As there is often no objective standard for regulations meeting theoretical cost-benefit analysis thresholds, so too the HHS Secretary has near-total discretion to claim use of proper considerations in price negotiations. Yet the dictates of the secretary’s published prices are anything but discretionary. They carry the weight of the government’s iron fist.
The excise tax in the “Inflation Reduction Act” will either force a doubling of prices or something far worse. The exact amount depends on the baseline, which is not clearly defined in IRS rulemaking. If a company charges $100 for a drug, the IRS could interpret the baseline as $100, with the company adding the $95 excise tax for a total price of $195. It could also interpret the baseline as the $100, with the government taking $95 and the company receiving only $5.
Given the amount of power delegated to the agency, is it any surprise to see the drug companies bow and scrape before the clenched fist of HHS?
Faced with such a Stalinistic approach, companies will be less inclined to invest in research and development that will lead to tomorrow’s breakthrough medicines. These are for-profit companies, whose employees and executives will put their talent and skills to work elsewhere if their effort is not properly compensated. That is basic economics.
More than 40 organizations wrote House Speaker Mike Johnson (R-La.) and Senate Republican Leader Mitch McConnell (R-Ky.) in late June, urging market-based reforms to this terrible policy. Senate Majority Leader Chuck Schumer responded that same day, “Make no mistake — MAGA Republicans want you to pay more for your prescription drugs. We won’t let it happen.”
Neither the use of scare-words like “MAGA,” nor the radical progressive pushback to the letter are surprising. However, the harm this policy will cause cannot be ignored.
Certainly, pharmaceutical companies are worthy of scrutiny on many levels. Seniors and all Americans need market-oriented reforms that lower drug prices and hold pharmaceutical companies accountable for their failings. Such reforms would reduce prices, avoid drug shortages, and encourage continuing development of tomorrow’s groundbreaking medicines.

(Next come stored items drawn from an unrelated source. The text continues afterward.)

PR #630, opened 2026-01-08
chore: remove google-datastore1 & ethabi

ChaoticTempest:
Removes google-datastore1 in favor of just using google-secretmanager1 since we no longer use datastore for anything. We can also just directly use alloy instead of ethabi

### DIFF
--- a/chain-signatures/node/src/indexer_hydration.rs
+++ b/chain-signatures/node/src/indexer_hydration.rs
@@ -6,7 +6,7 @@ use crate::node_client::NodeClient;
 use crate::protocol::{Chain, IndexedSignRequest, Sign, SignRequestType};
 use crate::rpc::ContractStateWatcher;
 use crate::sign_bidirectional::hash_rlp_data;
-use alloy::primitives::{keccak256, Bytes};
+use alloy::primitives::keccak256;
 use alloy_sol_types::SolValue;
 use anyhow::{anyhow, Result};
 use k256::elliptic_curve::sec1::FromEncodedPoint;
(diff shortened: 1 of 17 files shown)


jakmeier (dismissed):
Makes sense.

Although, judging by the Cargo.lock, we still pull in all the same dependencies indirectly. So the benefit of removing these direct dependencies is somewhat limited. But still useful IMO.

Oh and it seems you missed to update `indexer_hydration.rs`. Currently it doesn't compile.

ChaoticTempest:
ahh, yeah ethers is pulling in ethabi. I'll get rid of it in favor of purely alloy. The google-datastore1 isn't in our dependency tree anymore though

volovyks (commented):
Nice!

chain-signatures/node/src/indexer_hydration.rs
```diff
@@ -128,21 +127,32 @@ pub struct HydrationSignatureRequestedEvent {
...
-            Token::String(self.chain_id.clone()),
-            Token::String(self.algo.clone()),
-            Token::String(self.dest.clone()),
-            Token::String(self.params.clone()),
-        ]);
-        // Calculate keccak256 hash
-        let mut hasher = Keccak256::new();
-        hasher.update(&encoded);
-        hasher.finalize().into()
+        // Encode the event data in ABI format using alloy
```
ppca: would you mind checking if the old and new implementation generates the same request id? This is important as this need to be the same as the request id that our demo is checking for. Sometimes small changes in encoding changes the value of the request id. 

Thanks!!!!

A unit test for this function is a better approach in the longer run.

chain-signatures/node/src/indexer_sol.rs
```diff
@@ -165,17 +165,19 @@ pub struct SolSignRequest {
...
-            Token::String(self.sender.to_string()),
-            Token::Bytes(self.payload.to_vec()),
-            Token::String(self.path.clone()),
-            Token::Uint(self.key_version.into()),
-            Token::String(self.chain_id.clone()),
-            Token::String(self.algo.clone()),
-            Token::String(self.dest.clone()),
-            Token::String(self.params.clone()),
-        ]);
+        // Encode the event data in ABI format using alloy
```
ppca: same here.

chain-signatures/node/src/indexer_hydration.rs
ChaoticTempest: good call, the underlying alloy abi_encode actually appends an extra header so it definitely changed all the encodings. Let me see what I can do about that and I'll add a unit test

volovyks (approved):
Great reduction in dependencies! All the updates look reasonable to me.
Ethereum is not covered well with integration tests. Have you tested it locally?

ChaoticTempest:
this is a bit out of date now, so closing this in favor of https://github.com/sig-net/mpc/pull/812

This is an important battle for the future of our country. The clock is ticking. Harris, enabled by a sympathetic left-leaning media, thinks she has a winning issue here, but it could be turned to her disadvantage.
The Trump campaign needs to double-down on connecting the inflation, from which we all suffer, back to left-wing Democratic policies that have characterized the Biden-Harris administration. The result would be both a winning message for the Trump-Vance ticket and a relatively easy early win in the next Trump administration.
Doug Branch is the principal of Phronesis Insights.